▶ **Problem to work on**
Give back only one number: how many lines in the data below contain the word "represented".

━━━━━ Records for the exercise

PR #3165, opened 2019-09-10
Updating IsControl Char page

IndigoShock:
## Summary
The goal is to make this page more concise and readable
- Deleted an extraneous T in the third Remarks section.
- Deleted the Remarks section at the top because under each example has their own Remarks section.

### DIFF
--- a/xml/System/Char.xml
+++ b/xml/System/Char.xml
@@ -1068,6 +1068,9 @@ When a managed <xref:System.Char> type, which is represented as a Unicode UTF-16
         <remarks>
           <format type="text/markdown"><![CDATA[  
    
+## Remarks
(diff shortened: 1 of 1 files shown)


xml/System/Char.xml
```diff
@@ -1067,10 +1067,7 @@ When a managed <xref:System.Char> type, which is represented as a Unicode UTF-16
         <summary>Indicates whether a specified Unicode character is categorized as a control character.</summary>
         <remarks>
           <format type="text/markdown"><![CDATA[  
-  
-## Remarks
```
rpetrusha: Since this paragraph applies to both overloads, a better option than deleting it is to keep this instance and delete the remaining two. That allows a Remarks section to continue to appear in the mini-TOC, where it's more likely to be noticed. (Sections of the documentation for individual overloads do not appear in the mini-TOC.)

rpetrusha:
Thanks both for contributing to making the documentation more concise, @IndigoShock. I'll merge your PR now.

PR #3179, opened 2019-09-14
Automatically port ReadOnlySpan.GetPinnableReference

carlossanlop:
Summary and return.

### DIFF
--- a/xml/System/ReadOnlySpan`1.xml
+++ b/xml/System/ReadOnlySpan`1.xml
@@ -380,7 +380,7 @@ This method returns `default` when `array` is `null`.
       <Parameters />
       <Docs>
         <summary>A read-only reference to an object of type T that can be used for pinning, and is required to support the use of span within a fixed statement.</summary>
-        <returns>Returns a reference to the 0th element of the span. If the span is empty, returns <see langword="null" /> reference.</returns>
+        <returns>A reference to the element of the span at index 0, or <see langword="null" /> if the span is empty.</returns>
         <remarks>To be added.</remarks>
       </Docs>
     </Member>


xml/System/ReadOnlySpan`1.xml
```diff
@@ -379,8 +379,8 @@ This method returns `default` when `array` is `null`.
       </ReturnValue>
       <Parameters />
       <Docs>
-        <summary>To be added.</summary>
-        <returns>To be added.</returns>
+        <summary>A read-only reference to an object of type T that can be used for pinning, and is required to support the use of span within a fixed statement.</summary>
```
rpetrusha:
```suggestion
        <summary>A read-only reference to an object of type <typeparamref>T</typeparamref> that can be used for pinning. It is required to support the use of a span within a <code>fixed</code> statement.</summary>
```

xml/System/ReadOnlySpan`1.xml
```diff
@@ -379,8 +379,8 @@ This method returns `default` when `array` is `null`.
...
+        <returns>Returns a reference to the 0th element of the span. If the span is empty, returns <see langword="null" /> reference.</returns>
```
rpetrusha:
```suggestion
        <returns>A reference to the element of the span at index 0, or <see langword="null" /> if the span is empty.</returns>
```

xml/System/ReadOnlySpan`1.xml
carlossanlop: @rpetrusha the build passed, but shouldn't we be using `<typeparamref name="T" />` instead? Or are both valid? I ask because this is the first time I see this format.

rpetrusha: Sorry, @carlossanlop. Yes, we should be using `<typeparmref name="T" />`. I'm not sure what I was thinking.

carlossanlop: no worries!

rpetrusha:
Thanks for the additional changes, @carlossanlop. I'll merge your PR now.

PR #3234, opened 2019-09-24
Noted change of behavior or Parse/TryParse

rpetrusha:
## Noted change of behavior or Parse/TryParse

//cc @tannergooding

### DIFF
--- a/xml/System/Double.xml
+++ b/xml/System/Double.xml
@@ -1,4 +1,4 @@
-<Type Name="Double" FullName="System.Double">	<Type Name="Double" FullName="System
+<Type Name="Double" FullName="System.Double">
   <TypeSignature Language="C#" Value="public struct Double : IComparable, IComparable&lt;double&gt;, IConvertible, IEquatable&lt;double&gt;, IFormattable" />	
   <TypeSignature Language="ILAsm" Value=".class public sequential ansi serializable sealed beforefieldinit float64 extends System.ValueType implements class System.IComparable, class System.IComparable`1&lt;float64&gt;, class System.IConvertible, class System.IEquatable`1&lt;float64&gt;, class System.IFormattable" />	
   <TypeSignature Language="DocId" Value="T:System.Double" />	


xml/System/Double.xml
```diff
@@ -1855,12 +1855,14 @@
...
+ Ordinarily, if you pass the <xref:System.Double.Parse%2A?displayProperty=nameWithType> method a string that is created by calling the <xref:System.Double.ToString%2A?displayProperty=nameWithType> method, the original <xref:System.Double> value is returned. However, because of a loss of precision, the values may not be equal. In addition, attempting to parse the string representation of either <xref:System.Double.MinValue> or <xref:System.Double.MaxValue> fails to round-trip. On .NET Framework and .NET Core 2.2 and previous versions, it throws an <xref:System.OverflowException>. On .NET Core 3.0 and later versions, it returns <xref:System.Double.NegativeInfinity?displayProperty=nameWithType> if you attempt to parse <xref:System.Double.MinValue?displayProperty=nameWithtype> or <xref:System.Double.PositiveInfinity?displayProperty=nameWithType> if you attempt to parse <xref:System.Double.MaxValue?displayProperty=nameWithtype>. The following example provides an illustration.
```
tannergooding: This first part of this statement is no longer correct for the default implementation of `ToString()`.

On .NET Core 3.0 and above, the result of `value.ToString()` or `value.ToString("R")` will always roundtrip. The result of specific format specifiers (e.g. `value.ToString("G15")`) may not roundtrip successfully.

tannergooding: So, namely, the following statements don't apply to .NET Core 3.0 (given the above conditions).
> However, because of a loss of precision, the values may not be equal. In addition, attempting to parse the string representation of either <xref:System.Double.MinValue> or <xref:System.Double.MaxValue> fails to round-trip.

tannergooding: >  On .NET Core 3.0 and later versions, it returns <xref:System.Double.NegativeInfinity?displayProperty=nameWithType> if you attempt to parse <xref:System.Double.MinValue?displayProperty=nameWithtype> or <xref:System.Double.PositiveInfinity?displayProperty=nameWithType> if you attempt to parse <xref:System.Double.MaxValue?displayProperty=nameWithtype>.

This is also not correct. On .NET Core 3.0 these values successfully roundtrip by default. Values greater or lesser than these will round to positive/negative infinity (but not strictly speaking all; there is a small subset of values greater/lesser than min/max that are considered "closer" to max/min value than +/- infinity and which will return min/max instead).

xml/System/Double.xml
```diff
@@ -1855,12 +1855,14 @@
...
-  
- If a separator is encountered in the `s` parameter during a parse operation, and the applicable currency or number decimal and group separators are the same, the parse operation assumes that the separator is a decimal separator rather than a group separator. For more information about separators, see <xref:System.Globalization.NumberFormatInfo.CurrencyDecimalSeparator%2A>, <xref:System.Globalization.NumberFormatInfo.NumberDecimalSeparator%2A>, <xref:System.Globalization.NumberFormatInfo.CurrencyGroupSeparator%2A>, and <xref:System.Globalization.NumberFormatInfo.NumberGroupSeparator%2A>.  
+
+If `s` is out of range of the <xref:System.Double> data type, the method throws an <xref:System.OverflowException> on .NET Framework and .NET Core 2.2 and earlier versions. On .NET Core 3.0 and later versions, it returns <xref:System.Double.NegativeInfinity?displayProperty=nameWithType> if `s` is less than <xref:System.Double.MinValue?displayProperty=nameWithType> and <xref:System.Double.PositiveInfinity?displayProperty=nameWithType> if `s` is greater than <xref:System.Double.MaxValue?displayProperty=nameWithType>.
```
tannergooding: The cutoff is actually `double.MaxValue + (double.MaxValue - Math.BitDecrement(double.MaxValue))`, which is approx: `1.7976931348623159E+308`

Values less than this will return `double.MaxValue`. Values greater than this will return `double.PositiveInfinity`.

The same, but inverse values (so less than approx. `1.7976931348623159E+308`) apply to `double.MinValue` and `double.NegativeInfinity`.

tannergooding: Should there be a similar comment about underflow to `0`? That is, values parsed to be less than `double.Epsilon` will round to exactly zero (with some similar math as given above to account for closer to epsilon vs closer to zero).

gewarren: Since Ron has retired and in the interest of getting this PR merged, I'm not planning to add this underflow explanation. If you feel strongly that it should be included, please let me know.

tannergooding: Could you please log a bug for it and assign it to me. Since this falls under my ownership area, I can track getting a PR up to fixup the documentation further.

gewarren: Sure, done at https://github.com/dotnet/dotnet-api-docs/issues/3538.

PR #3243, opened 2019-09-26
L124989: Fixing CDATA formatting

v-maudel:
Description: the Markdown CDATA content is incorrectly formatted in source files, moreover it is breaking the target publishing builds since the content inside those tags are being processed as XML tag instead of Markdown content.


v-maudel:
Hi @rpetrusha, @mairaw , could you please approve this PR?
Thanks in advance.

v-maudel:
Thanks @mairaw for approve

━━━━━━━━━━

▶ **Task result**
2